Write out each entry again. Keep every word exactly as it is.

===== Exercise input

PR #22061, opened 2022-07-07
api: updating factory APIs

alyssawilk:

Commit Message:
Additional Description:
Risk Level:
Testing:
Docs Changes:
Release Notes:
Platform Specific Features:
[Optional Runtime guard:]
[Optional Fixes #Issue]
[Optional Deprecated:]

### DIFF
--- a/source/server/BUILD
+++ b/source/server/BUILD
@@ -454,7 +454,7 @@ envoy_cc_library(
         "listener_manager_impl.h",
     ],
     deps = [
-        ":server_factory_context_wrapper_lib",
+        ":listener_factory_context_wrapper_lib",
         "active_raw_udp_listener_config",
         ":configuration_lib",
         ":drain_manager_lib",
@@ -567,8 +567,8 @@ envoy_cc_library(
 )
 
 envoy_cc_library(
-    name = "server_factory_context_wrapper_lib",
-    hdrs = ["server_factory_context_wrapper.h"],
+    name = "listener_factory_context_wrapper_lib",
+    hdrs = ["listener_factory_context_wrapper.h"],
     deps = [
         "//envoy/server:factory_context_interface",
     ],
--- a/source/server/listener_factory_context_wrapper.h
+++ b/source/server/listener_factory_context_wrapper.h
@@ -7,10 +7,10 @@ namespace Server {
 
 // Wraps the global server context with a listener-local version, so that
 // downstream filters can access the downstream factory context.
-class ServerFactoryContextWrapper : public Configuration::ServerFactoryContext {
+class ListenerFactoryContextWrapper : public Configuration::ServerFactoryContext {
 public:
-  ServerFactoryContextWrapper(Configuration::ServerFactoryContext& context,
-                              Configuration::DownstreamFactoryContext& downstream_context)
+  ListenerFactoryContextWrapper(Configuration::ServerFactoryContext& context,
+                                Configuration::DownstreamFactoryContext& downstream_context)
       : context_(context), downstream_context_(downstream_context) {}
 
   // Configuration::ServerFactoryContext
--- a/source/server/listener_impl.h
+++ b/source/server/listener_impl.h
@@ -23,7 +23,7 @@
 #include "source/common/init/target_impl.h"
 #include "source/common/quic/quic_stat_names.h"
 #include "source/server/filter_chain_manager_impl.h"
-#include "source/server/server_factory_context_wrapper.h"
+#include "source/server/listener_factory_context_wrapper.h"
 #include "source/server/transport_socket_config_impl.h"
 
 namespace Envoy {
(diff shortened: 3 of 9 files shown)


source/common/filter/config_discovery_impl.h
```diff
@@ -192,7 +192,8 @@ class HttpDynamicFilterConfigProviderImpl
     auto* factory =
         Registry::FactoryRegistry<Server::Configuration::NamedHttpFilterConfigFactory>::getFactory(
             factory_name);
-    const bool is_terminal_filter = factory->isTerminalFilterByProto(message, factory_context_);
+    const bool is_terminal_filter =
+        factory->isTerminalFilterByProto(message, factory_context_.getServerFactoryContext());
```
kyessenov, line 196: Thanks, this is great for ECDS. We can erase a type template parameter later if all filter factories depend on server context rather than factory context.

envoy/server/factory_context.h
```diff
@@ -177,14 +205,36 @@ class ServerFactoryContext : public virtual CommonFactoryContext {
...
+  /**
+   * @return ProcessContextOptRef an optional reference to the
+   * process context. Will be unset when running in validation mode.
+   */
+  virtual ProcessContextOptRef processContext() PURE;
+
+  /**
+   * @return the downstream factory context, for downstream filters.
+   */
+  virtual OptRef<DownstreamFactoryContext> downstreamContext() PURE;
```
kyessenov, line 228: I'm a bit concerned about subtle lifetime issues here with ECDS. An ECDS filter can outlive the parent listener when shared, so a reference here would become stale in a non-obvious way.

mattklein123: Can you expand more on how a filter would be shared? It seems strange to me that it would work this way if ultimately the filters need to get information for the listener they are responding on? I don't know much about ECDS.

Assuming this is true I guess this needs to be a weak ptr?

source/server/server_factory_context_wrapper.h
```diff
@@ -0,0 +1,56 @@
+#pragma once
+
+#include "envoy/server/factory_context.h"
+
+namespace Envoy {
+namespace Server {
+
+// Wraps the global server context with a listener-local version, so that
+// downstream filters can access the downstream factory context.
+class ServerFactoryContextWrapper : public Configuration::ServerFactoryContext {
```
mattklein123, line 10: If we are going to bikeshed maybe ListenerFactoryContextWrapper or something? I honestly find all of the different factory contexts very confusing at this point.

source/server/listener_impl.cc
```diff
@@ -280,7 +281,7 @@ ProcessContextOptRef ListenerFactoryContextBaseImpl::processContext() {
 }
 Configuration::ServerFactoryContext&
 ListenerFactoryContextBaseImpl::getServerFactoryContext() const {
```
mattklein123, line 283: Don't we already have a context wrapper in here that could do the wrapping? There are so many wrappers. :joy:

mattklein123:
At a high level this makes sense to me modulo the small comments. Anything you can do to improve names/docs/etc. around all the contexts would be appreciated as IMO it's very confusing at this point! Thank you for working on this.

envoy/server/factory_context.h
kyessenov: It happens when listener 1 opens ECDS stream, then listener 2 shares the stream, then listener 1 is deleted. ECDS filters are dis-associated from listeners in some ways. Filters don't really need much from the parent at runtime, but the factories can capture some listener state if that becomes accessible from root factory context. I think we need to make it more explicit the limited lifetime of those references.

alyssawilk: well right now, the lifetimes are that of the listener, so pretty much guaranteed for the lifetime of all the code calling it.
given this is only actually used in 2 places (wasm / auth, I guess 3 if you count the sds test) I'm inclined to land as-is with no lifetime changes, and land ECDS lifetime changes separately in a follow up as it's needed.  Would that work for you?

source/server/listener_impl.cc
alyssawilk: given this is a new class I don't think so?

mattklein123: I guess the larger point is there are so many wrappers it's incredibly confusing. One general thought: At some point it made sense (I guess) to have all of the inheritance. Does that makes sense anymore? Would it be cleaner / easier to understand if all the factory interfaces were split? Not sure just throwing it out there.

envoy/server/factory_context.h
kyessenov: Is the idea to have this populated sometimes, and leave it empty the other times when the lifetime is not guaranteed? I'm confused why a server context points to the more specific listener context.

alyssawilk: likely abandoning in favor of https://github.com/envoyproxy/envoy/pull/22134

==========

◆ Output for this task ◆
PR #22061, opened 2022-07-07
api: updating factory APIs

alyssawilk:

Commit Message:
Additional Description:
Risk Level:
Testing:
Docs Changes:
Release Notes:
Platform Specific Features:
[Optional Runtime guard:]
[Optional Fixes #Issue]
[Optional Deprecated:]

### DIFF
--- a/source/server/BUILD
+++ b/source/server/BUILD
@@ -454,7 +454,7 @@ envoy_cc_library(
         "listener_manager_impl.h",
     ],
     deps = [
-        ":server_factory_context_wrapper_lib",
+        ":listener_factory_context_wrapper_lib",
         "active_raw_udp_listener_config",
         ":configuration_lib",
         ":drain_manager_lib",
@@ -567,8 +567,8 @@ envoy_cc_library(
 )
 
 envoy_cc_library(
-    name = "server_factory_context_wrapper_lib",
-    hdrs = ["server_factory_context_wrapper.h"],
+    name = "listener_factory_context_wrapper_lib",
+    hdrs = ["listener_factory_context_wrapper.h"],
     deps = [
         "//envoy/server:factory_context_interface",
     ],
--- a/source/server/listener_factory_context_wrapper.h
+++ b/source/server/listener_factory_context_wrapper.h
@@ -7,10 +7,10 @@ namespace Server {
 
 // Wraps the global server context with a listener-local version, so that
 // downstream filters can access the downstream factory context.
-class ServerFactoryContextWrapper : public Configuration::ServerFactoryContext {
+class ListenerFactoryContextWrapper : public Configuration::ServerFactoryContext {
 public:
-  ServerFactoryContextWrapper(Configuration::ServerFactoryContext& context,
-                              Configuration::DownstreamFactoryContext& downstream_context)
+  ListenerFactoryContextWrapper(Configuration::ServerFactoryContext& context,
+                                Configuration::DownstreamFactoryContext& downstream_context)
       : context_(context), downstream_context_(downstream_context) {}
 
   // Configuration::ServerFactoryContext
--- a/source/server/listener_impl.h
+++ b/source/server/listener_impl.h
@@ -23,7 +23,7 @@
 #include "source/common/init/target_impl.h"
 #include "source/common/quic/quic_stat_names.h"
 #include "source/server/filter_chain_manager_impl.h"
-#include "source/server/server_factory_context_wrapper.h"
+#include "source/server/listener_factory_context_wrapper.h"
 #include "source/server/transport_socket_config_impl.h"
 
 namespace Envoy {
(diff shortened: 3 of 9 files shown)


source/common/filter/config_discovery_impl.h
```diff
@@ -192,7 +192,8 @@ class HttpDynamicFilterConfigProviderImpl
     auto* factory =
         Registry::FactoryRegistry<Server::Configuration::NamedHttpFilterConfigFactory>::getFactory(
             factory_name);
-    const bool is_terminal_filter = factory->isTerminalFilterByProto(message, factory_context_);
+    const bool is_terminal_filter =
+        factory->isTerminalFilterByProto(message, factory_context_.getServerFactoryContext());
```
kyessenov, line 196: Thanks, this is great for ECDS. We can erase a type template parameter later if all filter factories depend on server context rather than factory context.

envoy/server/factory_context.h
```diff
@@ -177,14 +205,36 @@ class ServerFactoryContext : public virtual CommonFactoryContext {
...
+  /**
+   * @return ProcessContextOptRef an optional reference to the
+   * process context. Will be unset when running in validation mode.
+   */
+  virtual ProcessContextOptRef processContext() PURE;
+
+  /**
+   * @return the downstream factory context, for downstream filters.
+   */
+  virtual OptRef<DownstreamFactoryContext> downstreamContext() PURE;
```
kyessenov, line 228: I'm a bit concerned about subtle lifetime issues here with ECDS. An ECDS filter can outlive the parent listener when shared, so a reference here would become stale in a non-obvious way.

mattklein123: Can you expand more on how a filter would be shared? It seems strange to me that it would work this way if ultimately the filters need to get information for the listener they are responding on? I don't know much about ECDS.

Assuming this is true I guess this needs to be a weak ptr?

source/server/server_factory_context_wrapper.h
```diff
@@ -0,0 +1,56 @@
+#pragma once
+
+#include "envoy/server/factory_context.h"
+
+namespace Envoy {
+namespace Server {
+
+// Wraps the global server context with a listener-local version, so that
+// downstream filters can access the downstream factory context.
+class ServerFactoryContextWrapper : public Configuration::ServerFactoryContext {
```
mattklein123, line 10: If we are going to bikeshed maybe ListenerFactoryContextWrapper or something? I honestly find all of the different factory contexts very confusing at this point.

source/server/listener_impl.cc
```diff
@@ -280,7 +281,7 @@ ProcessContextOptRef ListenerFactoryContextBaseImpl::processContext() {
 }
 Configuration::ServerFactoryContext&
 ListenerFactoryContextBaseImpl::getServerFactoryContext() const {
```
mattklein123, line 283: Don't we already have a context wrapper in here that could do the wrapping? There are so many wrappers. :joy:

mattklein123:
At a high level this makes sense to me modulo the small comments. Anything you can do to improve names/docs/etc. around all the contexts would be appreciated as IMO it's very confusing at this point! Thank you for working on this.

envoy/server/factory_context.h
kyessenov: It happens when listener 1 opens ECDS stream, then listener 2 shares the stream, then listener 1 is deleted. ECDS filters are dis-associated from listeners in some ways. Filters don't really need much from the parent at runtime, but the factories can capture some listener state if that becomes accessible from root factory context. I think we need to make it more explicit the limited lifetime of those references.

alyssawilk: well right now, the lifetimes are that of the listener, so pretty much guaranteed for the lifetime of all the code calling it.
given this is only actually used in 2 places (wasm / auth, I guess 3 if you count the sds test) I'm inclined to land as-is with no lifetime changes, and land ECDS lifetime changes separately in a follow up as it's needed.  Would that work for you?

source/server/listener_impl.cc
alyssawilk: given this is a new class I don't think so?

mattklein123: I guess the larger point is there are so many wrappers it's incredibly confusing. One general thought: At some point it made sense (I guess) to have all of the inheritance. Does that makes sense anymore? Would it be cleaner / easier to understand if all the factory interfaces were split? Not sure just throwing it out there.

envoy/server/factory_context.h
kyessenov: Is the idea to have this populated sometimes, and leave it empty the other times when the lifetime is not guaranteed? I'm confused why a server context points to the more specific listener context.

alyssawilk: likely abandoning in favor of https://github.com/envoyproxy/envoy/pull/22134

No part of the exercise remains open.